__What to do__
Return exactly the listing's lines, from its first line to the line holding "reset, it is", ends included.

__Recorded information__

PR #824, opened 2026-08-28
chore(geofence): trust geometry only from live fixes and stamp epochs with the fix

mrehan27:
Part of: [MBL-2319](https://linear.app/customerio/issue/MBL-2319/improve-geofence-transition-reliability)

## Stack

- 👉 [#824 trust geometry only from live fixes](https://github.com/customerio/customerio-android/pull/824)
- [#832 qualify a fix before letting it judge containment](https://github.com/customerio/customerio-android/pull/832)
- [#833 polygon wire contract and geometry foundation](https://github.com/customerio/customerio-android/pull/833)

## Problem

A sync pass does not always run from a fix the OS just gave us. `refresh()` —
identify, app-launch, foreground retry — and boot restore run from the
**persisted anchor**: the last registration centre, or the OS location cache.
That is where the device *was*, and it can be arbitrarily stale. The SDK treated
it as trustworthy geometry, which breaks in both directions.

**It fabricates arrivals.** Containment was seeded by testing the pass's
coordinates against each fence, and an initial ENTER was synthesized for anything
the device landed inside. With an anchor, "inside" only means the device was once
there. The trigger is a customer rolling out new fences: every user whose stored
anchor happens to sit inside one gets an arrival on their next launch.

**It also swallows real ones.** Synthesis was gated on
`emitInitialEnter = !osStateWiped()`, suppressed after a reboot or app update
because the anchor could not be trusted then. But the seeding ran anyway from that
same untrusted anchor, so later passes saw the fence as already occupied and
stayed quiet. The genuine arrival is never reported until the user leaves and
comes back.

Gating on OS-state-wiped was the wrong axis. The question is not whether GMS was
reset, it is whether the pass is holding a real fix.

## Change

`FixSource { LIVE, ANCHOR, MOVEMENT }` is threaded through the pass.

| | source | containment seed | moved-circle reset | initial-ENTER synthesis |
|---|---|---|---|---|
| **LIVE** | requested silent fix | yes | yes | yes, unless OS state was wiped |
| **MOVEMENT** | movement-trigger EXIT | yes | yes | yes |
| **ANCHOR** | `refresh()`, boot restore | no | yes | no |

A movement fix is the OS's own, produced because the device moved, so no wipe can have staled
it — and that is the path the backstop exists for, since the `INITIAL_TRIGGER_ENTER` it would
otherwise defer to is the callback that gets missed.

An anchor pass ranks and prunes, and may retire a record it can no longer vouch for —
but it never seeds one. Synthesis keeps the `!osStateWiped()` condition it had before
this branch: a reboot or app update re-registers every fence with
`INITIAL_TRIGGER_ENTER`, so GMS re-reports those arrivals itself, and the backstop is
redundant exactly when the stored record is least likely to be true.

Two supporting changes.

**The containment epoch moves to before the slot wait.** It belongs to the fix, so
a crossing reported while a pass queues behind a holder outranks that pass's
geometry instead of being folded into its baseline.

**`reconcileEnteredIds(inside:)` becomes nullable**, to keep two cases apart that
`emptySet()` used to conflate:

- `null` — this pass has no live fix and cannot judge containment.
- `emptySet()` — a live fix looked and found the device inside nothing.

That distinction matters because key-absence of `entered_ids` is the upgrade grace
`hasContainmentRecord()` reads, and the unmatched-EXIT guard defers while the grace
holds. So a prune-only pass must not create the key — arming the guard off an
anchor would drop the genuine EXIT of anyone upgrading from 4.20.0, which tracked
no containment at all. A live fix must create it even when nothing is inside, since
that is a real reading; otherwise a user who has never been inside a fence never
arms the guard and the phantom EXITs it exists to filter come back.

## Behaviour notes

**An anchor pass no longer seeds containment; the next live fix does.** An anchor pass that
registers a new fence around a genuinely stationary device does not seed containment or
synthesize its ENTER — it cannot tell "inside" from "was once inside". GMS registers business
fences with `INITIAL_TRIGGER_ENTER` and reports that arrival itself, so synthesis is only the
backstop for when GMS drops it.

The part that is easy to miss is that `entered_ids` has **two** readers. Besides
`emitInitialEnters`, the unmatched-EXIT guard reads it as
`!claimExit(id) && hasContainmentRecord()`. So deferring the seed defers both: until a live fix
judges, a dropped `INITIAL_TRIGGER_ENTER` has no backstop, and the later genuine EXIT reads as a
phantom.

**The EXIT guard is armed by the next live fix — including one that changes no registration.**
A successful anchor pass stamps the sync timestamp, the movement location, the registration uptime
and the package update time, so the live fix that follows on a cold start reaches `refreshAction`
and takes `SKIP`. `SKIP` now runs a containment-only pass for any fix that trusts geometry: no
fetch, no registration, just the judgement the anchor could not make. Raised by @Shahroz16; an
earlier revision of this section argued the loss was permanent, which was wrong.

**That pass seeds; it does not synthesize.** It runs on every foreground fix in AUTOMATIC, so
synthesizing there would move the backstop from "at registration" to "at every resume", decided by
an exact point check on a fix this path measures at 100 m indoors. Near a boundary that fabricates
an ENTER *and* arms the emitted mark, and since reconcile carries a record for a still-registered
fence, the record is sticky: the user's real next arrival is then dropped as
`isRedundantEnter` and only its EXIT gets through. A wrong seed has no equivalent cost — it can
only let an EXIT through, which is the direction this path already fails open in. So the
synthesis backstop stays tied to a pass that registers, and a dropped `INITIAL_TRIGGER_ENTER` for
an anchor-registered fence stays lost; GMS reports that arrival itself, and synthesis only ever
covered the case where it does not.

**The grace is now wider than upgrades.** `clearUserScopedState` removes
`entered_ids`, so a sign-out re-enters the grace too, as does a `readJson`
parse-failure wipe. Until the next live pass, an unmatched EXIT is delivered rather
than dropped — fail-open, and correct when we genuinely have no record. The root
cause is that `hasContainmentRecord()` answers "does this install track
containment?" by testing a *user-scoped* key; a dedicated marker that survives
sign-out would decouple them. Left out of this PR deliberately — candidate
follow-up on the same ticket.

## Review follow-ups

Findings from @Shahroz16's review, all fixed here.

**Fixed here — a stale arrival mark survives a geometry edit.** Gating the
moved-circle reset on a live fix means an anchor pass never clears the mark, so a
fence re-registered with new geometry keeps saying "already reported". GMS fires
`INITIAL_TRIGGER_ENTER` for the new circle, the emitter drops it as `isRedundantEnter`,
and the first arrival at the edited geometry is swallowed — its later EXIT then arrives
unmatched. That is a regression this PR introduces, and it breaks GMS's own report
rather than the backstop, so it is fixed here.

The gate was too broad. An anchor cannot be trusted to *create* evidence: seeding
containment or synthesizing an ENTER invents an arrival with no OS event behind it. A
reset only removes a record, and the record it removes describes a circle GMS no longer
holds. **An anchor may retire evidence it can no longer vouch for; it just may not
seed.**

So `movedAwayIds` is computed from the pass's own geometry on every pass, while the
containment seed and the synthesis stay live-only. That restores exactly what 4.20.1 and
4.20.2 already do for this decision, and `reconcileEnteredIds` still declines any reset a
fence has outranked with a newer reported arrival.

One case survives, unchanged from 4.20.2: an anchor that wrongly reads "inside the new
circle" keeps the mark and still swallows that arrival. It needs the anchor to be wrong,
not merely stale, and no reset can do better without a fix to judge against.

**Fixed here — synthesis after a reboot or app update (58f70e2e, corrected by dbbf329c).**
Gating synthesis on `FixSource` dropped the `emitInitialEnter = !osStateWiped()` condition it
replaced, so a live fix arriving post-wipe synthesized an ENTER where no pass previously did.
That is the one path this branch opened rather than narrowed, so the condition is restored.

Worth reading as two commits: the first put the condition back at the call site, where it was
a **no-op** — a successful registration stamps uptime and package update time, and those two
writes are exactly what make the wipe detectors return false, so the guard always saw "not
wiped". Caught by Bugbot. The second snapshots the value before the registration block, next
to the synthesis baseline, which is snapshotted for the same reason. The test had passed
because a fixed mock stub returned "wiped" regardless of the write; it is stateful now and
fails against the first commit. Movement
passes reached synthesis through the old parameter default rather than the guard, so they
lose it here too; the window is the gap between a wipe and the first successful
registration, which boot restore performs.

**Fix quality — shipped as #832.** Raised by @Shahroz16. The 11–31 m figures first cited here
were GMS `triggeringLocation` callbacks recorded during a drive, not the
`getCurrentLocation(PRIORITY_LOW_POWER)` this path uses, which reports 100 m on every fix
indoors; and `getCurrentLocation` does return cached fixes, measured to 124 s. #832 carries the
fix's monotonic timestamp through and runs no pass for a fix older than 5 minutes. It does not
gate on accuracy: a margin on the inside test silences the indoor backstop, and a margin on
retirement keeps a stale mark that swallows the next arrival, so containment stays the exact
point check this PR uses.

Net effect of this branch on that surface is still a narrowing: anchor passes used to seed
containment too, and only live ones can now.

## Upgrade path

No migration needed. No key added, renamed or removed, and no serialized schema
change — the only persistence delta is whether one existing
`writeJson(KEY_ENTERED_IDS, …)` runs.

- **From 4.20.1 / 4.20.2** (`entered_ids` present): reconcile still carries
  `enteredIds ∩ registeredIds`, so containment survives and the guard stays armed.
  Synthesis was already suppressed on an app update. The upgrade pass is identical.
- **From 4.20.0** (key absent, and it had no EXIT guard at all): the grace holds and
  the guard fails open — 4.20.0's own behaviour. GMS's `INITIAL_TRIGGER_ENTER`
  re-report creates the key within seconds for any fence the device is standing in.
  Inside no fence, the guard arms at the first live pass that does work: the first
  movement-trigger EXIT, or 24 h staleness.
- **Better in one case**: 4.20.1 wrote `[]` from a possibly-wrong anchor, arming the
  guard on a guess and then dropping that upgrader's genuine EXIT. Now delivered.
- **Rollback safe**: 4.20.1 handles an absent key and recreates it unconditionally.

## Verification

Emulator differential on a Pixel 10 Pro AVD against a real workspace (8 fences
around Bahria Town Lahore). Anchor seeded inside fence 5, location provider removed
so only the anchor could drive a pass:

| | before | after |
|---|---|---|
| `entered_ids` after an anchor-only relaunch | `["5"]` | absent |
| ENTER delivered | none | none |

The old build silently records "inside fence 5" with no event — the swallowed
arrival. Positive control on the new build: a live fix inside fence 5 registers,
records containment and delivers the ENTER.

Field verification of the anchor path rides the polygon drive.

## Test plan

- Anchor pass: nothing seeded, no moved-away resets, no synthesis; registration and
  pruning still happen.
- Anchor pass with a carried record and a re-registered fence: still no synthesis, but the
  record and mark of a circle that moved away are reset.
- Live pass: all three still happen. Movement passes are live too.
- Live pass just after a reboot: registers and seeds, but synthesizes nothing.
- Epoch: a transition landing while the pass is queued for the slot, and one landing
  during the GMS await, both outrank the pass's geometry.
- Fresh-input live pass: `SKIP` judges containment and emits nothing — including after an EXIT
  cleared the record, which is the chain a synthesizing SKIP would open. An anchor `SKIP` judges
  nothing; a sign-out mid-pass writes nothing; a cached-but-unregistered fence is left out.
- Grace: prune-only leaves `entered_ids` absent; a live fix inside nothing creates
  it; a prune-only pass with an existing record still prunes.
- 429 tests / 0 failures; ktlint, apiCheck and `lintDebug` green.
- Each new guard was mutation-tested — inverted in isolation to confirm a test fails.
  Two tests were passing for the wrong reason and were rewritten; re-applying the gate
  above fails the review-follow-up test and nothing else.

### DIFF
--- a/geofence/src/main/kotlin/io/customer/geofence/GeofenceRepository.kt
+++ b/geofence/src/main/kotlin/io/customer/geofence/GeofenceRepository.kt
@@ -214,12 +214,28 @@ internal class GeofenceRepositoryImpl(
     private fun osStateWiped(): Boolean = osStateWipedByReboot() || osStateWipedByAppUpdate()
 
     /**
-     * How far a pass's geometry can be trusted. [LIVE] is a fix the OS delivered for this pass — it
-     * may seed containment, reset moved-circle records and synthesize initial ENTERs. [ANCHOR] is
-     * stored coordinates describing where the device once was, so it may only rank and prune; the
-     * next LIVE pass owns the reseed.
+     * How far a pass's geometry can be trusted.
+     *
+     * [LIVE] and [MOVEMENT] both carry a real fix, so either may seed containment, reset
+     * moved-circle records and synthesize initial ENTERs. [ANCHOR] is stored coordinates describing
+     * where the device once was, so it may only rank and prune; the next real fix owns the reseed.
      */
-    private enum class FixSource { LIVE, ANCHOR }
+    private enum class FixSource {
+        /** A fix requested for this pass. */
+        LIVE,
+
+        /** Stored coordinates from the last registration, or the OS location cache. */
+        ANCHOR,
+
+        /** The fix the OS delivered with a movement trigger, because the device moved. */
+        MOVEMENT;
+
+        /** An anchor proves nothing about where the device is now, so it may not judge containment. */
+        val trustsGeometry: Boolean get() = this != ANCHOR
+
+        /** True when the OS produced this fix by observing the device, not when we asked for it. */
+        val isOsObserved: Boolean get() = this == MOVEMENT
+    }
 
     /**
      * Takes the in-flight slot for a pass that can't be dropped, waiting for the holder instead.
@@ -265,16 +281,16 @@ internal class GeofenceRepositoryImpl(
                 movedBeyondFetchRadius(distanceFromAnchor, config)
             // The triggering fix is the OS's own, so a reboot/app-update wipe can't make it stale.
             return if (needsRemoteFetch) {
-                val remote = performRemoteRefresh(userId, latitude, longitude, containmentEpoch, FixSource.LIVE)
+                val remote = performRemoteRefresh(userId, latitude, longitude, containmentEpoch, FixSource.MOVEMENT)
                 if (remote.isFailure) {
                     // The trigger already fired, and a failed pass never re-centres it — leaving it
                     // where the device just exited, so nothing can fire again. Re-rank to re-arm it.
                     logger.logMovementRearmedAfterFailedRefresh()
-                    performLocalRefresh(userId, latitude, longitude, config, containmentEpoch, FixSource.LIVE)
+                    performLocalRefresh(userId, latitude, longitude, config, containmentEpoch, FixSource.MOVEMENT)
                 }
                 remote
             } else {
-                performLocalRefresh(userId, latitude, longitude, config, containmentEpoch, FixSource.LIVE)
+                performLocalRefresh(userId, latitude, longitude, config, containmentEpoch, FixSource.MOVEMENT)
             }
         } finally {
             releaseRefreshSlot()
@@ -497,7 +513,7 @@ internal class GeofenceRepositoryImpl(
                         .toSet()
                     // Without a record the later genuine EXIT looks unentered and gets dropped, but
                     // an anchor would seed a place the device left days ago — so it judges nothing.
-                    val insideIds = insideNow.takeIf { fixSource == FixSource.LIVE }
+                    val insideIds = insideNow.takeIf { fixSource.trustsGeometry }
                     // A moved circle keeps its ID, so its record and mark can describe a fence that
                     // no longer exists, and the mark then suppresses GMS's own arrival at the new
                     // one. An anchor may retire evidence it can't vouch for; it just may not seed.
@@ -530,10 +546,15 @@ internal class GeofenceRepositoryImpl(
                 }
             }
             // An anchor inside a fence proves nothing about where the device is now, so a record
-            // carried across a geometry edit must not become a fresh arrival. A wipe re-registers
-            // every fence with INITIAL_TRIGGER_ENTER, so GMS re-reports these itself and the
-            // backstop is redundant exactly when its inputs are least trustworthy.
-            if (registrationResult.isSuccess && fixSource == FixSource.LIVE && !osStateWasWiped) {
+            // carried across a geometry edit must not become a fresh arrival. After a wipe a
+            // requested fix may also describe a stretch we never observed, so synthesis defers to
+            // the re-registration's own INITIAL_TRIGGER_ENTER — but only for a fix we asked for. A
+            // movement fix is the OS's own, produced because the device just moved, so no wipe can
+            // have made it stale, and suppressing it here would drop the backstop on the one path
+            // that exists because that callback gets missed.
+            val maySynthesize = fixSource.trustsGeometry &&
+                (fixSource.isOsObserved || !osStateWasWiped)
+            if (registrationResult.isSuccess && maySynthesize) {
                 // Identity can change during the awaited GMS call, and reset doesn't clear pending
                 // delivery rows — never queue a synthetic ENTER for a signed-out/switched user.
                 if (secureUserStore.getUserId() == userId) {
--- a/geofence/src/main/kotlin/io/customer/geofence/GeofenceRepository.kt
+++ b/geofence/src/main/kotlin/io/customer/geofence/GeofenceRepository.kt
@@ -465,6 +465,9 @@ internal class GeofenceRepositoryImpl(
             // override here (unlike the registration diff): a reboot re-registers with
             // INITIAL_TRIGGER_ENTER, so the OS re-reports these itself.
             val unchangedRegistered = unchangedRegisteredIds(nearest)
+            // Snapshotted for the same reason: a successful registration stamps uptime and package
+            // update time, which is what clears the wipe signals this reads.
+            val osStateWasWiped = osStateWiped()
             // Registered before this pass but not cache-equal: the ID survived a geometry edit.
             val previouslyRegistered = store.getRegisteredIds()
             val reRegisteredIds = nearest.map { it.id }
@@ -530,7 +533,7 @@ internal class GeofenceRepositoryImpl(
             // carried across a geometry edit must not become a fresh arrival. A wipe re-registers
             // every fence with INITIAL_TRIGGER_ENTER, so GMS re-reports these itself and the
             // backstop is redundant exactly when its inputs are least trustworthy.
-            if (registrationResult.isSuccess && fixSource == FixSource.LIVE && !osStateWiped()) {
+            if (registrationResult.isSuccess && fixSource == FixSource.LIVE && !osStateWasWiped) {
                 // Identity can change during the awaited GMS call, and reset doesn't clear pending
                 // delivery rows — never queue a synthetic ENTER for a signed-out/switched user.
                 if (secureUserStore.getUserId() == userId) {
--- a/geofence/src/main/kotlin/io/customer/geofence/GeofenceRepository.kt
+++ b/geofence/src/main/kotlin/io/customer/geofence/GeofenceRepository.kt
@@ -558,13 +558,7 @@ internal class GeofenceRepositoryImpl(
                 // Identity can change during the awaited GMS call, and reset doesn't clear pending
                 // delivery rows — never queue a synthetic ENTER for a signed-out/switched user.
                 if (secureUserStore.getUserId() == userId) {
-                    emitInitialEnters(
-                        candidates = nearest,
-                        newIds = nearest.map { it.id }.toSet() - unchangedRegistered,
-                        userId = userId,
-                        latitude = latitude,
-                        longitude = longitude
-                    )
+                    emitInitialEnters(nearest, unchangedRegistered, userId, latitude, longitude)
                 } else {
                     logger.logSyncSkipped("user changed during refresh — initial-enter synthesis skipped")
                 }
@@ -577,10 +571,13 @@ internal class GeofenceRepositoryImpl(
      * Judges containment from a fix whose registration is already current.
      *
      * The anchor pass that made the inputs look fresh could not judge geometry, so without this the
-     * live fix queued behind it is discarded and the entered set stays unseeded: the receiver then
-     * reads a genuine EXIT as unmatched and drops it, and an `INITIAL_TRIGGER_ENTER` GMS dropped for
-     * a fence that pass registered stays lost. Registration and the cache are left alone — this only
-     * decides where the device is.
+     * live fix queued behind it is discarded and the entered set stays unseeded — the receiver then
+     * reads a genuine EXIT as unmatched and drops it. Registration and the cache are left alone.
+     *
+     * Seeding only. Synthesis stays tied to a pass that registers: this one runs on every foreground
+     * fix, and an exact point check on a fix that can be 100 m out would fabricate an arrival near a
+     * boundary, then leave a mark that swallows the real one. A wrong seed is the fail-open
+     * direction — it lets an EXIT through — so it does not carry that cost.
      */
     private suspend fun reconcileContainment(
         userId: String,
@@ -603,40 +600,29 @@ internal class GeofenceRepositoryImpl(
                 .filter { it.distanceTo(latitude, longitude) <= it.radius }
                 .map { it.id }
                 .toSet()
-            val containedBefore = store.getEnteredIds()
             store.reconcileEnteredIds(
                 registeredIds = registeredIds,
                 inside = insideNow,
                 sinceEpoch = containmentEpoch
             )
             logger.logContainmentJudged(insideNow.size)
-            // Only where the record is new: a fence we already knew we were inside has had its
-            // arrival reported, and an enter-only one carries no mark to stop this repeating. No
-            // wipe gate — refreshAction routes a wiped install to LOCAL, so this pass never sees one.
-            emitInitialEnters(
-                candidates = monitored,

__Solution__
PR #824, opened 2026-08-28
chore(geofence): trust geometry only from live fixes and stamp epochs with the fix

mrehan27:
Part of: [MBL-2319](https://linear.app/customerio/issue/MBL-2319/improve-geofence-transition-reliability)

## Stack

- 👉 [#824 trust geometry only from live fixes](https://github.com/customerio/customerio-android/pull/824)
- [#832 qualify a fix before letting it judge containment](https://github.com/customerio/customerio-android/pull/832)
- [#833 polygon wire contract and geometry foundation](https://github.com/customerio/customerio-android/pull/833)

## Problem

A sync pass does not always run from a fix the OS just gave us. `refresh()` —
identify, app-launch, foreground retry — and boot restore run from the
**persisted anchor**: the last registration centre, or the OS location cache.
That is where the device *was*, and it can be arbitrarily stale. The SDK treated
it as trustworthy geometry, which breaks in both directions.

**It fabricates arrivals.** Containment was seeded by testing the pass's
coordinates against each fence, and an initial ENTER was synthesized for anything
the device landed inside. With an anchor, "inside" only means the device was once
there. The trigger is a customer rolling out new fences: every user whose stored
anchor happens to sit inside one gets an arrival on their next launch.

**It also swallows real ones.** Synthesis was gated on
`emitInitialEnter = !osStateWiped()`, suppressed after a reboot or app update
because the anchor could not be trusted then. But the seeding ran anyway from that
same untrusted anchor, so later passes saw the fence as already occupied and
stayed quiet. The genuine arrival is never reported until the user leaves and
comes back.

Gating on OS-state-wiped was the wrong axis. The question is not whether GMS was
reset, it is whether the pass is holding a real fix.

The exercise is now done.